** Brief **
Your job is to report every line of the entries that has "from".

** Dataset **

PR #20717, opened 2022-12-20
[ISSUE #20322] add datetime_granularity logic to DatetimeStreamSlicer…

maxi297:
… and migrate duration to ISO8601

## What
An issue was identified in the datetime stream slicer where some records are not fetched (see [this ticket](https://github.com/airbytehq/airbyte/issues/20322)). We later got report that [this issue was occurring for some users](https://github.com/airbytehq/airbyte/pull/20500). The lost of records can occur in two circumstances:
1. When we start fetching from "cursor + 1 day" (see [this](https://github.com/airbytehq/airbyte/blob/7ae05b16c6dc9975d0ce8c855212e5a487d2cac1/airbyte-cdk/python/airbyte_cdk/sources/declarative/stream_slicers/datetime_stream_slicer.py#L157))
2. When we generate the end of a slice without considering the granularity (see [this](https://github.com/airbytehq/airbyte/blob/7ae05b16c6dc9975d0ce8c855212e5a487d2cac1/airbyte-cdk/python/airbyte_cdk/sources/declarative/stream_slicers/datetime_stream_slicer.py#L168))

## How
To solve case #1, we now start fetching from the from the cursor itself. This will generate duplication but is something needed to ensure we avoid duplication. The other alternative is to maybe lose records. The case is the following: let’s assume that we fetch hourly an API with date format %Y-%m-%d. In such cases, the end_datetime is often an interpolation of `today_utc()`. What will probably happen is:
* At 12:00 AM, the date switch from 2022-12-12 to 2022-12-13
* Let’s assume we fetch at 12:30 AM. The fetch will have the boundaries:
    * start_datetime: 2022-12-12
    * end_datetime: 2022-12-13
* Stream state will have cursor on the 2022-12-13
* At 01:30 AM we fetch again. Which start_datetime/end_datetime should we use?

To solve case #2 above, where before we would always remove one day, now we remove the most granular unit of time based on the datetime_format. Therefore:
* Given a datetime_format of `"%Y-%m-%dT%H:%M:%S.%f%z"`, the slice will now be `"start_time": "2021-01-05T00:00:00.000000+0000", "end_time": "2021-01-05T23:59:59.999999+0000"` instead of `"start_time": "2021-01-05T00:00:00.000000+0000", "end_time": "2021-01-05T00:00:00.000000+0000"`
* Given a datetime_format of `"%Y-%m-%d"`, the result will be the same i.e. `"start_time": "2021-01-05", "end_time": "2021-01-05"`

A first attempt was done [here](https://github.com/airbytehq/airbyte/pull/20599) to autodetect the granularity of the datetime format directives. In the end, we decided it was not a good idea since a user could user could use a date format `%Y-%m-%dT%H:00:00` and therefore, the premise that we could use the datetimeformat to detect granularity was void. Hence here, we ask the user to provide the information.

## Recommended reading order
1. `airbyte-cdk/python/airbyte_cdk/sources/declarative/stream_slicers/datetime_stream_slicer.py`: refers to the business logic and therefore should be read first
2. `airbyte-cdk/python/airbyte_cdk/sources/declarative/datetime/datetime_parser.py`: contains the implementation to find the most granular unit of time

## 🚨 User Impact 🚨
As mentioned above, we might have more duplication how since we won't stop querying a cursor until we have new records in a more recent slice. I'll put up a document soon describing what we could do to reduce such duplication.

Although there will be more duplication, this will ensure we don't lose record.


airbyte-integrations/connectors/source-posthog/source_posthog/posthog.yaml
```diff
@@ -120,9 +119,9 @@ definitions:
         stream_slicers:
           - type: SubstreamSlicer
             parent_stream_configs:
-            - stream: "*ref(definitions.projects_stream)"
-              parent_key: "id"
-              stream_slice_field: "project_id"
+              - stream: "*ref(definitions.projects_stream)"
```
maxi297, line 122: This was formatted by pre-commit

airbyte-cdk/python/unit_tests/sources/declarative/stream_slicers/test_datetime_stream_slicer.py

** Task result **
1. When we start fetching from "cursor + 1 day" (see [this](https://github.com/airbytehq/airbyte/blob/7ae05b16c6dc9975d0ce8c855212e5a487d2cac1/airbyte-cdk/python/airbyte_cdk/sources/declarative/stream_slicers/datetime_stream_slicer.py#L157))
To solve case #1, we now start fetching from the from the cursor itself. This will generate duplication but is something needed to ensure we avoid duplication. The other alternative is to maybe lose records. The case is the following: let’s assume that we fetch hourly an API with date format %Y-%m-%d. In such cases, the end_datetime is often an interpolation of `today_utc()`. What will probably happen is:
* At 12:00 AM, the date switch from 2022-12-12 to 2022-12-13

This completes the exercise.